PR #2134, opened 2019-02-24
Notify dashboard whenever monitor for a key quota limit kicks in

adelowo:
Per discussion in https://github.com/TykTechnologies/tyk-analytics/issues/1013

~~Will send the PR for the dashboard in the appropriate repository~~ See https://github.com/TykTechnologies/tyk-analytics/pull/1186

### DIFF
--- a/gateway/dashboard_register.go
+++ b/gateway/dashboard_register.go
@@ -92,7 +92,7 @@ func (h *HTTPDashboardHandler) Init() error {
 	return nil
 }
 
-// NotifyDashboardOfKeyQuotaTrigger acts as a form of event which informs the
+// NotifyDashboardOfEvent acts as a form of event which informs the
 // dashboard of a key which has reached a certain usage quota
 func (h *HTTPDashboardHandler) NotifyDashboardOfEvent(event interface{}) error {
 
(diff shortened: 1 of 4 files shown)


buger:
I think we need it more general purpose, to accept multiple event types.

lghiur:
Can we integrate this somehow with analyitics? So we can maybe highlight it on the charts?

buger:
So far I do not know how to do that. It will require some separate "events" collection, which can be mapped to existing analytics data.

buger:
@lghiur it should for sure be logged to Audit. So when we integrate Audit to the dashboard and expose this thing to UI by default, events should be available there as well.

buger:
@lghiur https://github.com/TykTechnologies/tyk-analytics/issues/344

adelowo:
> I think we need it more general purpose, to accept multiple event types.

Done in https://github.com/TykTechnologies/tyk/pull/2134/commits/f458e8bc0148e7ac0d767473ac268657add280da

adelowo:
I figured out that this webhook only returned the trigger limit not the usage of the API key, I have updated it to also contain usage percentage as it makes much more sense if the dashboard sends an email with the actual usage percentage

buger:
Pls rebase and can be merged

Issue #760, opened 2017-05-23
Specify rate limit weights using upstream headers


buger:
**Do you want to request a *feature* or report a *bug*?**
feature
**What is the current behavior?**
By default, each request counted as 1 rate limit point. Sometimes there are endpoints which consume a different amount of resources, and it makes sense to apply different weight for them when calculating rate limits. 

This is an essential feature for granular rate limiting for GraphQL and similar APIs: where the complexity of response heavily depends on user search query.

**What is the expected behavior?**
A server can respond with: `X-Rate-Limit-Weight` header, which specifies the weight of current request.

lonelycode:
This should be configurable as a header so it works with different things

Also maybe we should ensure that rate limits and quotas can use arbitrary metrics first (generalised metric counter), then we can easily plug new ones in

buger:
@lonelycode can you add some examples on "generalised metric counter"? Not sure if I fully understand the concept.

lonelycode:
So if a user wants to do "100 records per second", how do you define a record if a request could return 1 or 50 objects in a list? And that data might be in XML or JSON? 

So you'd want something that can take an arbitrary object, parse it, make some basic assumptions and then count the number of records - if it's generic enough it can fit any use case

Another one we get a lot is KB or MB per second or total - so based on content-size. But that's not generalisable I think.

buger:
@joshblakeley moving to 2.7

This is definitely should be done in a more generalized way. Its configuration file can look smth like:
"weight": {
   "extract_from": "header",
   "extract_from_key": "X-Rate-Limit-Weight"
}

In addition to "header", possible values can be "response_size", or "response_time". 

Additionally, I'm not sure which object should own these settings. It really looks like Key and Policy attributes. And since we planning [rate limits per path](https://github.com/TykTechnologies/tyk/issues/1108), this weighting can be extended to paths as well.

It feels like can be a big theme for a separate release.

joshblakeley:
I was looking at this today and I think this is really the starting point for a more overarching compatibility with GraphQL, happy to leave this for now but will keep researching around it and having a play in a branch with the way it will work when I have time.

nathanschepers:
To echo what @lonelycode said above. I think there could be great value in offering 'speed limits' or 'traffic limits' in addition to 'rate limiting'.

Especially for endpoints that may return large amounts of data, clients may want to 'speed limit' that endpoint by MB/s rather than #requests/sec.

[...]

PR #2144, opened 2019-02-27
TCP proxying

buger:
The current code adds initial code for TCP proxy which multiplex to different services. 

Additionally refactored all code related to how we start a web server, in particular now you can run multiple APIs on different ports, and Tyk will dynamically open or close port listeners.

Added 2 new fields to API definition: `listen_port` and `protocol`. 
Valid protocol values: "", "http", "https", "tcp", "tls". 
By default, protocol is selected based on `http_server_options.use_ssl`, and can be either http or https.

Additionally in order to tell that your upstream should be `tcp` or `tls` one, in target URL you can specify protocol like this: "tls://upstream:<port>". So you can have GW listening on TLS, but pointing to TCP upstreaming, or the other way. 

Example service description:
```
"listen_port": 30001,
"protocol": "tls",
"certificate": ["<cert-id>"],
"proxy": {
    "target_url": "tls://upstream:9191"
}
```

All the TLS related features, like mutual TLS or certificate pinning work as expected. 

Adding "listen_port", means that you can now start HTTPS server on one port, HTTP on another port, and some TCP services on another port as well. The only requirement that each port should serve the same protocol (GW has checks preventing it).

Additionally, TCP proxying, support multiplexing based on SNI information, e.g. you can serve multiple TCP services on different domains, pointing to different upstream. 

TODO:
- [ ] Analytics support
- [ ] Way to specific fixed ports and protocols they are support
- [ ] Enable custom ports via config
- [ ] Support load balancing and service discovery
- [ ] Health checks
- [ ] Graceful restarts
- [ ] Proxy protocol https://github.com/TykTechnologies/tyk/issues/2300
- [ ] Rate limiting based on bytes out https://github.com/TykTechnologies/tyk/issues/760

Fix https://github.com/TykTechnologies/product/issues/17


asoorm:
If port is already in use, and there is an error binding, we get the following error, but gateway doesn't exit.

`ERROR main: Can't start listener error=listen tcp :8080: bind: address already in use`

So when we kill the gateway process, it panics.

```
panic: runtime error: invalid memory address or nil pointer dereference
[signal SIGSEGV: segmentation violation code=0x1 addr=0x28 pc=0x18eb97d]

goroutine 1 [running]:
main.(*proxyMux).swap(0x269a0e0, 0xc0007acfe8)
	/Users/ahmet/go/src/github.com/TykTechnologies/tyk/proxy_muxer.go:163 +0x20d
main.main()
	/Users/ahmet/go/src/github.com/TykTechnologies/tyk/main.go:897 +0x4cb
```

asoorm:
If we decide not to bind on a custom port - we get the following info msg:

`INFO main: API bind on custom port:0` I think we can suppress this message if not using custom port.

Issue #1510, opened 2018-03-05
Modify Response Header/Body should support Context Variables


zeldal:
**Do you want to request a *feature* or report a *bug*?**
Feature

**What is the current behavior?**
Modify Response Header/Body doesn't support Context Variables

**What is the expected behavior?**
Modify Response Header/Body should support Context Variables

buger:
This PR #1511 adds new `replaceTykVariables`, which should be straightforward to use inside `HeaderInjector` and `HeaderTransform` middlewares which used for responses. 

Regarding body transformation, it is done using `ResponseTransformMiddleware` and we should took context variable support code from `TransformMiddleware`, looking at the code there can be a lot of re-use.

ilijabojanovic:
Verified

PR #2145, opened 2019-02-27
Add option to meta data on response

letzya:
Fix https://github.com/TykTechnologies/tyk/issues/1510


buger:
Do not think we need to have it configurable. Just make it work without "UseSession", as our request header transformation works. 

Also, we have `replaceTykVariables` helper, which you can see at mw_modify_headers.go , and in addition to tyk_meta, it will also add support for tyk_context.

IMHO it can be as simple as:
```
	for h, v := range h.config.AddHeaders {
		r.Header.Set(k, replaceTykVariables(r, v, false))
	}
```

Do not forget to apply this modification for both endpoint plugin and global plugin (within same file).

Issue #2045, opened 2018-12-31
feature: support custom sha256 and md5 signature validation


asoorm:
**Do you want to request a *feature* or report a *bug*?**

feature

**What is the current behavior?**

In order to support custom signature validation, we need to implement custom middleware. This can introduce extra latency.

**What is the expected behavior?**

Natively support custom signature validation methods such as MD5Sum and Sha256Sum with configurable clock skew via api definition.

```
"validate_signature": {
  "mode": "MasherySha256", // which algo to run
  "signature_header_key": "x-Signature", // location to look for the signature in request
  "session_meta_key": "secret", // location to look for shared secret inside token metadata
  "allowed_clock_skew": 300 / allowable clock skew in seconds
}
```

The following appended to the auth object in api definition should configure this feature. On-Request, after validating a token, extract signature `X-Signature` header, then validate that signature attempt against the shared secret stored inside token meta `secret` field with `+/-` allowable clock skew 300s using the mashery Sha256 signature validation algorithm.

Pseudocode algo

```
apiKey \:= '2fvmer3qbk7f3jnqneg58bu2';  
sharedSecret \:= "qvxkmw57pec7"; 
signature \:= sha256sum(apiKey + sharedSecret + time.Now().Unix()) 
```

PR #2147, opened 2019-02-28
Release 27/custom signature validation

asoorm:
#2045

Allows optional addition of `validate_signature` field to
`apidefintion.auth` object.

Currently supports mashery signature validation modes `MasherySha256`
and `MasheryMd5`.

In order to test, add something like the following to auth field of api definition. Declarative syntax, in that signature validation logic is only enabled based upon the presence of the validate_signature object.

```json
"validate_signature": {
  "mode": "MasherySha256",
  "signature_header_key": "x-Signature",
  "session_meta_key": "secret",
  "allowed_clock_skew": 30,
  "error_code": 403,
  "error_message": "your signature is invalid"
}
```

Ensure to add a shared secret to the token meta.

Benchmarks:

```
BenchmarkMasherySha256Sum_Hash-4          500000              2094 ns/op
208 B/op          4 allocs/op
```

### DIFF
--- a/mw_auth_key.go
+++ b/mw_auth_key.go
@@ -2,12 +2,19 @@ package main
 
 import (
 	"errors"
+	"fmt"
 	"net/http"
 	"strings"
 
 	"github.com/TykTechnologies/tyk/apidef"
 	"github.com/TykTechnologies/tyk/certs"
 	"github.com/TykTechnologies/tyk/request"
+	"github.com/TykTechnologies/tyk/signature_validator"
+)
+
+const (
+	defaultErrorCode    = http.StatusForbidden
+	defaultErrorMessage = "Not Authorized"
 )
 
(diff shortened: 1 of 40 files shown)


mw_auth_key.go
```diff
@@ -2,12 +2,19 @@ package main
...
 	"strings"
 
 	"github.com/TykTechnologies/tyk/apidef"
 	"github.com/TykTechnologies/tyk/certs"
 	"github.com/TykTechnologies/tyk/request"
+	"github.com/TykTechnologies/tyk/signature_validator"
+)
+
+const (
+	defaultErrorCode    = http.StatusForbidden
```
asoorm: Default should be `http.StatusUnauthorized`.

Because if signature fails, we do not believe the user is who they say that they are - even if they have correct auth token.

PR #2163, opened 2019-03-13
POC Can we use a different caching library inside gateway

joshblakeley:
WIP


buger:
One of the biggest users of go-cache is our regexp package, so test there too.

buger:
I guess it should go though load testing by @asoorm or someone else

PR #2172, opened 2019-03-15
Refactor project packaging

furkansenharputlu:
This PR renames package names to `tyk` in root folder. The `main.go` will be in `bin` folder and the gateway will be started from there. 

This code will provide the followings:
- We can fix the package structure because everything will not be in `main` package.
- Tests can be easily written everywhere.
- Debugging tool will work in main binary. Let's say you're using Goland and want to make some debugging. You can  add breakpoints and debug the code easily.


adelowo:
Possible to have this merged soon? 

> Travis uses utils/ci-tests.sh but this PR renames the package name utils to bin so it should be changed in Travis.

@furkansenharputlu can you can update this in this PR since it causes a failure

furkansenharputlu:
@joshblakeley It would but I updated the PR.

PR #2180, opened 2019-03-22
Add liveness check

### LINKED ISSUE #857: Improved healthcheck API
feature
We have `/<api>/hello` endpoint, which returns 200 if API loaded. 

This type of health checking is not enough because it does not check redis/dashboard/RPC connectivity. We should check this stuff for each "hello" request, and return the meanungfull error if something wrong happened.

adelowo:
- [x] Redis
- [x] Dashboard
- [x] Rpc

Fixes #857


adelowo:
Will take a look and update as needed

adelowo:
Will update this according to the RFC today

adelowo:
The currently available url is a “readiness check” while this one is a “liveness check. 

https://github.com/TykTechnologies/tyk/issues/857#issuecomment-467162318

gateway/health_check.go
```diff
@@ -0,0 +1,182 @@
...
+
+				case <-ticker.C:
+					gatherHealthChecks()
+				}
+			}
+		}(ctx)
+	}
+}
+
+func gatherHealthChecks() {
```
buger: I would be careful here since in case of network issue you can get a timeout, and health check endpoint will take too long to respond. Instead, I would suggest running all three check-in 3 separate goroutines, like every second, and health check API will just depend on this data, and respond immediately.

cli/linter/schema.json
```diff
@@ -1023,6 +1023,18 @@
     },
     "ssl_force_common_name_check":{
 	    "type":"boolean"
+    },
```
buger: We already have an existing health check endpoint, see `HealthCheckEndpointName`. I do not like introducing new option here, and rather will think how to make it backward compatible. Any thoughts on it?

Regarding separate port, `HealthCheckEndpointName` we have now already running on ControlAPI router, so if you move it to the separate port/domain, health check gets moved too.

gateway/health_check.go
adelowo: That's how it is implemented, API responds on the status, `gatherHealthChecks` runs periodically in another goroutine

gateway/health_check.go
```diff
@@ -0,0 +1,182 @@
...
+	Time          string            `json:"time"`
+}
+
+func initHealthCheck(ctx context.Context) {
+	if config.Global().LivenessCheck.Enabled {
+
+		setCurrentHealthCheckInfo(make(map[string]HealthCheckItem, 3))
+
+		go func(ctx context.Context) {
+			ticker := time.NewTicker(time.Second * 10)
```
buger: Needs be configured by variable

config/config.go
```diff
@@ -126,6 +126,10 @@ type HealthCheckConfig struct {
 	HealthCheckValueTimeout int64 `json:"health_check_value_timeouts"`
 }
 
+type LivenessCheckConfig struct {
```
buger: Lets make it turned on all the time, and just remove config option.

Issue #2169, opened 2019-03-14
2.7.6 http: proxy error: http: ContentLength=XX with Body length 0


bitsofinfo:
**Do you want to request a *feature* or report a *bug*?**

bug

**What is the current behavior?**

Note this references the same scenario in #2143. 

The API def referenced in #2143 was updated to fix the endpoint designer url-rewrite/whitelist paths to be relative from the slug. 

```
          "extended_paths": {
            "white_list": [
              {
                "path": ".*",
                "method_actions": {
                  "GET": {
                    "action": "no_action",
                    "code": 200,
                    "headers": {}
                  },
                  "POST": {
                    "action": "no_action",
                    "code": 200,
                    "headers": {}
                  }
                }
              }
            ],
            "url_rewrites": [
              {
                "path": ".*",
                "method": "GET",
                "match_pattern": ".*",
                "rewrite_to": "$tyk_context.headers_X_My_Proxytourl",
                "triggers": [],
                "MatchRegexp": null
              },
              {
                "path": ".*",
                "method": "POST",
                "match_pattern": ".*",
                "rewrite_to": "$tyk_context.headers_X_My_Proxytourl",
                "triggers": [],
                "MatchRegexp": null
              }
            ]
          }
```

The following request works fine against 2.6.4
```
  curl -X POST \
    https://my-tyk-gw/my/1.0/api/token \
    -H 'accept: application/json' \
    -H 'authorization: Basic xxxxxxxx' \
    -H 'cache-control: no-cache' \
    -H 'content-type: application/x-www-form-urlencoded' \
    -d 'grant_type=client_credentials&scope=execute'
```

The same request now fails against 2.7.6:

With client error:
```
{
    "error": "There was a problem proxying the request"
}
```

With server error in logs:
```
http: proxy error: http: ContentLength=43 with Body length 0 
```

```
my-tyk-gw    | time="Mar 14 16:06:40" level=debug msg="Received DRL data: {XXXX solo-XXXX 1 0 }"
my-tyk-gw    | time="Mar 14 16:06:40" level=debug msg="[Active Nodes]: 17 [Token Bucket Value]: 1100 [Current Load p/s]: 1 [Current Load]: 0.000000"
my-tyk-gw    | time="Mar 14 16:06:40" level=debug msg="Running: common"
[...]

PR #2182, opened 2019-03-27
retain body for requests 

adelowo:
Fixes https://github.com/TykTechnologies/tyk/issues/2169

This PR makes sure to retain request body for requests with Content-Type of `application/x-www-form-urlencoded` as it is drained by ParseForm which is called in the `URLRewrite` middleware. 

https://golang.org/pkg/net/http/#Request.ParseForm says

```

→ **WHAT THIS TASK INVOLVES**: Go through the lines above and copy any that contain "types".

→ **ANSWER TO THIS PROBLEM**:
I think we need it more general purpose, to accept multiple event types.
> I think we need it more general purpose, to accept multiple event types.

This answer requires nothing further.